PR #442, opened 2022-11-02
[TASK] Increase Off-chain storage readability

### LINKED ISSUE #439: [TASK] Increase Off-chain storage readability
**Task summary**
A previous bug got reported and resolved by the #432 SPEC and the PR linked to it, which is better now, but we need more readability at the gadget layer which is task about.

**Specification reference**
- At every finalized block notification, we run some checks like the following:
1. Check if the offchain storage of value X is empty, and
2. Check if the corresponding value of X on is **not** on chain, also 
3. Check if `N` blocks has passed since we wrote that value on the offchain storage.

If the above checks passed, we should try to write the value again to the offchain storage so that the offchain worker try again to submit it on chain.

**Example**: Imagine we did write the `NextDkgPublicKey` to the offchain storage to be read by the offchain worker and to be submitted on chain, currently if that transaction failed, we will keep this value and try later (after #432 got implemented), but it could be in rare case that the value gets deleted from the offchain storage before we submit it on chain, in that case, the DKG gadget should try to write the same value again by running the above checks in the SPEC.

1xstj:
**Summary of changes**

Closes #439

### DIFF
--- a/dkg-gadget/src/storage/clear.rs
+++ b/dkg-gadget/src/storage/clear.rs
@@ -81,7 +81,7 @@ pub(crate) fn listen_and_clear_offchain_storage<B, BE, C, GE>(
 	}
 }
 
-/// cleans offchain storage at interval
+/// Checks if the Off-chain storage stored at `storage_key` is empty or not.
 pub(crate) fn is_offchain_storage_empty<B, BE, C, GE>(
 	dkg_worker: &DKGWorker<B, BE, C, GE>,
 	storage_key: &[u8],
@@ -98,5 +98,5 @@ where
 		return offchain.unwrap().get(STORAGE_PREFIX, storage_key).is_some()
 	}
 
-	return true
+	true
 }
--- a/dkg-gadget/src/storage/clear.rs
+++ b/dkg-gadget/src/storage/clear.rs
@@ -80,3 +80,23 @@ pub(crate) fn listen_and_clear_offchain_storage<B, BE, C, GE>(
 		}
 	}
 }
+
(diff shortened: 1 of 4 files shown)


dkg-gadget/src/storage/clear.rs
```diff
@@ -80,3 +80,23 @@ pub(crate) fn listen_and_clear_offchain_storage<B, BE, C, GE>(
 		}
 	}
 }
+
+/// cleans offchain storage at interval
```
shekohex, line 84:
```suggestion
/// Checks if the Off-chain storage stored at `storage_key` is empty or not.
```

dkg-gadget/src/worker.rs
```diff
@@ -1099,6 +1107,34 @@ where
...
+	/// being written onchain. This function will write the key again to the offchain storage so
+	/// that its pickedup by the offchain workers and tried again.
+	pub fn ensure_generated_keys_are_posted_onchain(
+		&self,
+		latest_header: &B::Header,
+		session_id: SessionId,
+	) {
+		// nextPublicKey
+		if self.get_next_dkg_pub_key(latest_header).is_none() &&
+			is_offchain_storage_empty(self, AGGREGATED_PUBLIC_KEYS)
```
shekohex, line 1123: I would also add another 3rd check which is to check if `now - self.next_rounds.start_at > N blocks` where `N=5` for example.

shekohex (changes requested):
Looks good, just needs one more check there.

shekohex (approved):

PR #445, opened 2022-11-09
[PATCH] fix for DKG Rotation and Nonce

shekohex:
**Summary of changes**
- Instead of doing the actual RefreshProposal inside the `submit_next_public_key` xt, and also inside the `on_initialize` hook, which could lead to double execution of the same proposal, instead we only now doing it in the `on_initialize` hook.
- However, we do reset the `RefreshInProgress` flag, whenever we get a new Public Key, so that the next call to `on_initialize` can call/execute the `do_refresh` call depending on the session progress.

Closes


drewstone (approved):
LGTM

PR #450, opened 2022-11-24
[feat] dkg prometheus metrics

1xstj:
**Summary of changes**
- Expose dkg metrics to prometheus

Related to https://github.com/webb-tools/tangle/issues/85

### DIFF
--- a/dkg-gadget/src/metrics.rs
+++ b/dkg-gadget/src/metrics.rs
@@ -18,9 +18,20 @@ use prometheus::{register, Counter, Gauge, PrometheusError, Registry, U64};
 /// DKG metrics exposed through Prometheus
 #[derive(Clone)]
 pub(crate) struct Metrics {
-	pub propagated_messages: Counter<U64>,
+	/// Count to total propogated messages
+	pub dkg_propagated_messages: Counter<U64>,
 	/// Current active validator set id
 	pub dkg_validator_set_id: Gauge<U64>,
+	/// Total messages received
+	pub dkg_inbound_messages: Counter<U64>,
+	/// Total error messages received
+	pub dkg_error_counter: Counter<U64>,
+	/// Current session progress witnessed by dkg worker
+	pub dkg_session_progress: Gauge<U64>,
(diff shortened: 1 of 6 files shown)


dkg-gadget/src/metrics.rs
```diff
@@ -18,9 +18,20 @@ use prometheus::{register, Counter, Gauge, PrometheusError, Registry, U64};
...
+	/// Total messages received
+	pub dkg_inbound_messages: Counter<U64>,
+	/// Total error messages received
+	pub dkg_error_counter: Counter<U64>,
+	/// Current session progress witnessed by dkg worker
+	pub dkg_session_progress: Gauge<U64>,
+	/// Keygen retry counter for dkg worker
+	pub dkg_keygen_retry_counter: Counter<U64>,
+	/// The latest block height witnessed by the dkg worker
+	pub dkg_latest_block_height: Gauge<U64>,
```
dutterbutter, line 34: Should we add a metrics for key rotation or is that captured in session progress / keygen retry?

dkg-gadget/src/metrics.rs
```diff
@@ -30,10 +41,36 @@ impl Metrics {
...
 				registry,
 			)?,
+			dkg_inbound_messages: register(
+				Counter::new("dkg_inbound_messages", "Number of DKG messages received.")?,
+				registry,
+			)?,
+			dkg_error_counter: register(
+				Counter::new("dkg_error_counter", "Number of DKG errors generated")?,
+				registry,
+			)?,
```
dutterbutter, line 55: Will this provide insights into what dkg error? For instance, will it assist in detecting when a dkg keygen fails or just report an error of 1. Idk if that is exactly clear lol

1xstj: It will report how many times the `handle_dkg_error` function has been triggered, not all are critical. I think we can only track metrics here, we should rely on logs for the exact error.

dutterbutter (approved):

PR #470, opened 2022-12-28
DKG database backend

### LINKED ISSUE #468: [SPEC] Re:architect How we store the DKG Worker State
## Overview 

The Current DKG State is stored in two places, the on-chain storage and the off-chain storage. but in the off-chain storage using file based storage, where we for example store the local key share encrypted on disk, there are a lot of branches and flows that makes it more complicated to work with, and also susceptible to data corruption.  

## Research

There are one solution to this, by using some sort of a database, and it should be easy to use, for that there are two options:
1. [sled](https://sled.rs) - it is good, we have been using it for the relayer since forever, and it is easy to use and robust.
2. [Substrate off-chain storage](https://docs.substrate.io/reference/how-to-guides/offchain-workers/offchain-local-storage/) Built-in, not that hard to use, but it will be sufficient to get the work done.

### Using sled:

* Pros
	- Easy to use
	- Single file database, easy backup.
	- We can implement an Encryption Layer on top.
* Cons
	- we will keep using and requiring the nodes to run with a custom `base-path`, see #288 
	- They say as the data gets so big, over the time, sled used more memory, see https://github.com/spacejam/sled/issues/1303

### Using off-chain storage

* Pros
	- Built-in, no need to get any external code.
	- Same infra is used on the on-chain storage, so it is well-tested and trusted.
	- We will get rid of depending on the `base-path` option.
	- we can implement the encryption layer on top of that easily. 
* Cons
	- None?

## Architecture

There are a few areas that we shall revisit for this new design for the state of the DKG:

- Storing the DKG `LocalKey` share, currently we store it in a files in [`persistence.rs`](https://github.dev/webb-tools/dkg-substrate/blob/82ebc7dccd80b7ba6cde96471e23d9fc4a913105/dkg-gadget/src/persistence.rs)  

A simple trait (for now) that can be extended as we go, could look something like the following:

```rust
/// A Database backend, specificly for the DKG to store and load important state
///
/// The backend of this database could be using a persistence store, or in-memory
/// ephermal store, depending on the use case, for example during the tests we can switch
/// to in-memory store, and in production we could use sled database or Offchain storage.
trait DKGDbBackend {
    type Error;
    /// Returns the DKG [`LocalKey<Secp256k1>`] at specific session, if any.
    fn get_local_key(
        &self,
        session_id: SessionId,
    ) -> Result<Option<LocalKey<Secp256k1>>, Self::Error>;
    /// Stores the [`LocalKey<Secp256k1>`] at this session.
    fn store_local_key(
        &self,
        session_id: SessionId,
        local_key: LocalKey<Secp256k1>,
    ) -> Result<(), Self::Error>;
}
```

shekohex:
**Summary of changes**
- See #468 
- For the seed used in generating the signing sets, we now using the on-chain public key as the seed, instead of the local one.
- we do now shutdown and clear all signing rounds, once we rotate sessions locally.
- there is no need now for providing the `base_path`.
- `fetch_local_keys` now takes an optional session id, to fetch the local keys at specific session, this useful in case that the node did shutdown and there is no `rounds` nor `next_rounds`, fetching the current active session from on-chain would help in such cases.
- we now prevent the bug where we do generate a new next DKG key, while there is already one that is submitted on-chain.

Closes #468


drewstone:
E2E tests don't seem to run. Can you try and fix this @shekohex ?

dkg-gadget/src/db/mod.rs
```diff
@@ -0,0 +1,27 @@
...
+mod mem;
+mod offchain_storage;
+
+pub use mem::DKGInMemoryDb;
+pub use offchain_storage::DKGOffchainStorageDb;
+
+/// A Database backend, specificly for the DKG to store and load important state
+///
+/// The backend of this database could be using a persistence store, or in-memory
+/// ephermal store, depending on the use case, for example during the tests we can switch
```
drewstone, line 14:
```suggestion
/// ephemeral store, depending on the use case. For example, during the tests we can switch
```

dkg-gadget/src/db/mod.rs
```diff
@@ -0,0 +1,27 @@
...
+
+mod mem;
+mod offchain_storage;
+
+pub use mem::DKGInMemoryDb;
+pub use offchain_storage::DKGOffchainStorageDb;
+
+/// A Database backend, specificly for the DKG to store and load important state
+///
+/// The backend of this database could be using a persistence store, or in-memory
```
drewstone, line 13:
```suggestion
/// The backend of this database could be using a persistence store or in-memory
```

dkg-gadget/src/db/mod.rs
```diff
@@ -0,0 +1,27 @@
...
+/// ephermal store, depending on the use case, for example during the tests we can switch
+/// to in-memory store, and in production we could use sled database or Offchain storage.
```
drewstone, line 15:
```suggestion
/// to an in-memory store, and in production we could use sled database or Offchain storage.
```

dkg-gadget/src/db/mod.rs
```diff
@@ -0,0 +1,27 @@
...
+#[auto_impl::auto_impl(Arc, &, &mut)]
+pub trait DKGDbBackend: Send + Sync + 'static {
+	/// Returns the DKG [`LocalKey<Secp256k1>`] at specific session, if any.
```
drewstone, line 18:
```suggestion
	/// Returns the DKG [`LocalKey<Secp256k1>`] at a specific session or an error if the session doesn't exist.
```

dkg-gadget/src/db/mod.rs
```diff
@@ -0,0 +1,27 @@
...
+	fn get_local_key(&self, session_id: SessionId)
+		-> Result<Option<LocalKey<Secp256k1>>, DKGError>;
+	/// Stores the [`LocalKey<Secp256k1>`] at this session.
```
drewstone, line 21:
```suggestion
	/// Stores the [`LocalKey<Secp256k1>`] at a specified session.
```

dkg-gadget/src/db/offchain_storage.rs
```diff
@@ -0,0 +1,223 @@
+//! DKG Database backend, implemented using Offchain Storage.
```
drewstone, line 1:
```suggestion
//! DKG Database backend, implemented using Substrate's Offchain Storage.
```

dkg-gadget/src/db/offchain_storage.rs
```diff
@@ -0,0 +1,223 @@
...
+//! Unlike the in-memory database, this database is persistent, and can be used to store
```
drewstone, line 2:
```suggestion
//! Unlike the in-memory database, this database is persistent and can be used to store
```

dkg-gadget/src/db/offchain_storage.rs
```diff
@@ -0,0 +1,223 @@
...
+use sc_keystore::LocalKeystore;
+use sp_core::{offchain::OffchainStorage, Pair};
+use sp_runtime::traits::Block;
+
+use crate::DKGKeystore;
+
+/// DKG Offchain Storage prefix.
+const STORAGE_PREFIX: &[u8] = b"dkg";
+
+/// A Database backend, specificly for the DKG to store and load important state
```
drewstone, line 25:
```suggestion
/// A Database backend, specifically for the DKG to store and load important state
```

dkg-gadget/src/db/offchain_storage.rs
```diff
@@ -0,0 +1,223 @@
...
+/// implemented using Offchain Storage.
+///
+/// This backend also uses the DKG Keystore to stores the data in an encrypted form.
```
drewstone, line 28:
```suggestion
/// This backend also uses the DKG Keystore to store the data in an encrypted form.
```

dkg-gadget/src/lib.rs
```diff
@@ -176,15 +171,23 @@ where
 	let keygen_handle = tokio::spawn(keygen_gossip_handler.run());
 	let signing_handle = tokio::spawn(signing_gossip_handler.run());
 
+	// In memory backend, not used for now
+	// let db_backend = Arc::new(db::DKGInMemoryDb::new());
```
drewstone, line 175: Do you think we should extract this into a CLI flag? What is the benefit of using in memory.. is it just for testing? Seems like we should be able to test with offchain storage directly and simplify our approaches. No need to carry around extra baggage imo.

dkg-gadget/src/worker.rs
```diff
@@ -516,57 +511,22 @@ where
...
-			} else {
-				debug!("Successfully copied queued key to current key");
-				return true
-			}
-		}
-
-		false
-	}
-
 	/// Fetch the local stored keys if they exist.
```
drewstone, line 514:
```suggestion
	/// Fetch the stored local keys if they exist.
```

drewstone (changes requested):
LG, please fix up the CI, get the E2E tests and unit tests fixed with the updated values.

PR #471, opened 2023-01-09
SBP Milestone 1 review

Wiezzel:
Summary:
1. Usage of `without_storage_info` [is deprecated](https://github.com/paritytech/substrate/issues/8629).
    Removing this will require replacing `Vec` with `BoundedVec` in storage items.
2. Some docstrings seem copied from another codebase and don't match the code.
3. There are some operations that might potentially panic.
4. Extrinsics are now transactional by default, no need for `#[transactional]`
    See https://github.com/paritytech/substrate/pull/11431
5. There are some unsafe arithmetic operations. Use of `saturating_` or `checked_` operations is recommended instead.


drewstone:
Thanks for this @Wiezzel ! I will address these this week.

drewstone:
@1xstj I've closed this since the completion email but do double check we've addressed all these items.

PR #474, opened 2023-01-12
[fix] add logs for key fetching

1xstj:
**Summary of changes**
- Add logs to help identify the current session_id and the current key being used

### DIFF
--- a/.github/workflows/image-publish.yml
+++ b/.github/workflows/image-publish.yml
@@ -24,10 +24,6 @@ jobs:
       - uses: actions/checkout@v2
       - name: Build Image
         run: ./scripts/build-standalone-docker.sh
-      - name: Install docker-slim
-        run: curl -sL https://raw.githubusercontent.com/slimtoolkit/slim/master/scripts/install-slim.sh | sudo -E bash -
-      - name: Slim down the Image
-        run: slim build --target webb-tools/dkg-standalone-node --http-probe-off --entrypoint dkg-standalone-node
       - name: Log into registry
         run: echo "${{ secrets.GITHUB_TOKEN }}" | docker login ghcr.io -u ${{ github.actor }} --password-stdin
       - name: Push image
@@ -48,5 +44,5 @@ jobs:
 
           echo IMAGE_ID=$IMAGE_ID
           echo VERSION=$VERSION
-          docker tag webb-tools/dkg-standalone-node.slim $IMAGE_ID:$VERSION
+          docker tag webb-tools/dkg-standalone-node $IMAGE_ID:$VERSION
           docker push $IMAGE_ID:$VERSION


dkg-gadget/src/async_protocols/blockchain_interface.rs
```diff
@@ -202,6 +202,7 @@ where
 		key: LocalKey<Secp256k1>,
 		session_id: SessionId,
 	) -> Result<(), DKGError> {
+		log::info!(target: "dkg", "Storing public key {:?} for session {:?}", key, session_id);
```
shekohex, line 205: This a bit redundant, I would say a better way is to keep all these logs inside the database backend.

dkg-gadget/src/db/offchain_storage.rs
```diff
@@ -72,12 +72,14 @@ where
...
 		session_id: SessionId,
 	) -> Result<Option<LocalKey<Secp256k1>>, DKGError> {
+		log::info!(target: "dkg", "Offchain Storage : Fetching local keys for session {:?}", session_id);
 		let db_key = keys::LocalKey::new(session_id);
 		let maybe_decrypted_bytes = self.load_and_decrypt(codec::Encode::encode(&db_key))?;
 		match maybe_decrypted_bytes {
 			Some(decrypted_bytes) => {
 				let local_key = serde_json::from_slice(&decrypted_bytes.0)
 					.map_err(|e| DKGError::CriticalError { reason: e.to_string() })?;
+				log::info!(target: "dkg", "Offchain Storage : Fetched local keys for session {:?}, Key : {:?}", session_id, local_key);
```
shekohex, line 82: Printing the full `local_key` is not a good option here, it contains a lot of other information that is not important, we only interested in the `public_key` field, and in hex format which is great for us to compare.

dkg-gadget/src/db/offchain_storage.rs
```diff
@@ -206,6 +209,9 @@ where
 		let mut offchain_storage = self.backend.offchain_storage().ok_or_else(|| {
 			DKGError::CriticalError { reason: String::from("No Offchain Storage available!!") }
 		})?;
+		if let Some(_) = offchain_storage.get(STORAGE_PREFIX, &key) {
+			log::warn!("Offchain Storage : Overwriting already existing key for session {:?}", key);
+		}
```
shekohex, line 214:
```suggestion
		if let Some(_) = offchain_storage.get(STORAGE_PREFIX, &key) {
			log::warn!("Offchain Storage : Overwriting already existing database entry at key 0x{}", hex::encode(key));
		}
```

dkg-gadget/src/worker.rs
```diff
@@ -522,10 +522,13 @@ where
 	) -> (Option<LocalKey<Secp256k1>>, Option<LocalKey<Secp256k1>>) {
 		let current_session_id =
 			self.rounds.read().as_ref().map(|r| r.session_id).or(optional_session_id);
+		debug!(target: "dkg_gadget::worker", "🕸️  Fetching local keys for session id : {:?}", current_session_id);
 		let next_session_id = current_session_id.map(|s| s + 1);
 		let active_local_key =
 			current_session_id.and_then(|s| self.db.get_local_key(s).ok().flatten());
 		let next_local_key = next_session_id.and_then(|s| self.db.get_local_key(s).ok().flatten());
+		debug!(target: "dkg_gadget::worker", "🕸️  Fetched active-local-key : {:?}", active_local_key);
+		debug!(target: "dkg_gadget::worker", "🕸️  Fetched next-local-key : {:?}", next_local_key);
```
shekohex, line 531: It is better to only print the `hex` value of the `public_key`.

shekohex (changes requested):

shekohex:
Can we fix the lints first? so that CI passes

shekohex (approved):
LGTM!

PR #475, opened 2023-01-12
[feat] bump substrate deps to v0.9.36

1xstj:
**Summary of changes**
- Bump all deps to v0.9.36


drewstone:
I think runtime weights may need to be recalculated @1xstj as per the errors in CI.

PR #479, opened 2023-01-17
Fixes to the Signing Rounds

### LINKED ISSUE #478: [BUG] Unsigned Proposals are not removed from queue after signing
**Describe the bug**
The signed proposals are not correctly removed from the unsignedProposals queue

**To Reproduce**
1. `cargo b -rp dkg-standalone-node`
2. Run dkg standalone node with 3 validators
3. As the dkg progresses, we can see that the unsignedProposal queue grows

**Expected behaviour**
The unsigned proposal queue is emptied on proposal expiry or signing

shekohex:
**Summary of changes**
- Validate that the status of the `AsyncProtocolRemote` is being set in the correct order.
- check the state if it is active so that we can send a shutdown signal.
- **Allow Overwriting signing rounds.** (Hopefully fixes the `InvalidKey` in the MP-ECDSA)

Closes #478

### DIFF
--- a/dkg-gadget/src/async_protocols/incoming.rs
+++ b/dkg-gadget/src/async_protocols/incoming.rs
@@ -87,7 +87,7 @@ impl TransformIncoming for Arc<SignedDKGMessage<Public>> {
 						Ok(None)
 					}
 				} else {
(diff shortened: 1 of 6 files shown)


drewstone (approved):
LGTM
══════
YOUR ASSIGNMENT: Whenever a line of the material above contains the string "warn", copy that line out.

TASK ANSWER:
+			log::warn!("Offchain Storage : Overwriting already existing key for session {:?}", key);
			log::warn!("Offchain Storage : Overwriting already existing database entry at key 0x{}", hex::encode(key));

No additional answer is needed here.